Instructions to follow: Set down the records that follow in full and without changes.
═══ Data to process ═══
PR #474, opened 2022-10-31
fix(trip-details): repair co2 regression

miles-grant-ibigroup:
`trip-details` was crashing when `co2config` was missing. This PR repairs this issue.


daniel-heppner-ibigroup (approved):
Thanks for the fix!

amy-corson-ibigroup (approved):

PR #475, opened 2022-11-02
Update base-map in pkgs that use its Popup or MarkerWithPopup.

binh-dam-ibigroup:
This PR updates the base-map version for packages that use it's new `Popup` component that displays a shadow.
(Other packages that use the map but not the popups are not touched.)


miles-grant-ibigroup (approved):
Works great thanks for handling the logistics of this

PR #480, opened 2022-11-10
Fix flex indicator conditions

philip-cline:
This PR:
- Adds phone-ahead drop-off types to the `isReservationRequired` method. 
- Refactors `isContinuousDropoff` to be `isCoordinationRequired` which is closer to the true behaviour of service using these fields.
- Adds condition for coordination with driver on pickup. 

This is a breaking change since the isContinuousDropoff will no longer work. A companion PR will update this in OTP-RR.


miles-grant-ibigroup:
@philip-cline this PR is blocking https://github.com/opentripplanner/otp-react-redux/pull/661

What's the status of this PR? I am available for review and @daniel-heppner-ibigroup who is reviewing the stop reviewer refresh can likely also review this

philip-cline:
This PR is finished and is ready for review. I can assign you as first reviewer :).

miles-grant-ibigroup:
I just realized this should probably be a breaking change -- the flex method names change!

amy-corson-ibigroup (approved):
═══
Solved problem:
PR #474, opened 2022-10-31
fix(trip-details): repair co2 regression

miles-grant-ibigroup:
`trip-details` was crashing when `co2config` was missing. This PR repairs this issue.


daniel-heppner-ibigroup (approved):
Thanks for the fix!

amy-corson-ibigroup (approved):

PR #475, opened 2022-11-02
Update base-map in pkgs that use its Popup or MarkerWithPopup.

binh-dam-ibigroup:
This PR updates the base-map version for packages that use it's new `Popup` component that displays a shadow.
(Other packages that use the map but not the popups are not touched.)


miles-grant-ibigroup (approved):
Works great thanks for handling the logistics of this

PR #480, opened 2022-11-10
Fix flex indicator conditions

philip-cline:
This PR:
- Adds phone-ahead drop-off types to the `isReservationRequired` method. 
- Refactors `isContinuousDropoff` to be `isCoordinationRequired` which is closer to the true behaviour of service using these fields.
- Adds condition for coordination with driver on pickup. 

This is a breaking change since the isContinuousDropoff will no longer work. A companion PR will update this in OTP-RR.


miles-grant-ibigroup:
@philip-cline this PR is blocking https://github.com/opentripplanner/otp-react-redux/pull/661

What's the status of this PR? I am available for review and @daniel-heppner-ibigroup who is reviewing the stop reviewer refresh can likely also review this

philip-cline:
This PR is finished and is ready for review. I can assign you as first reviewer :).

miles-grant-ibigroup:
I just realized this should probably be a breaking change -- the flex method names change!

amy-corson-ibigroup (approved):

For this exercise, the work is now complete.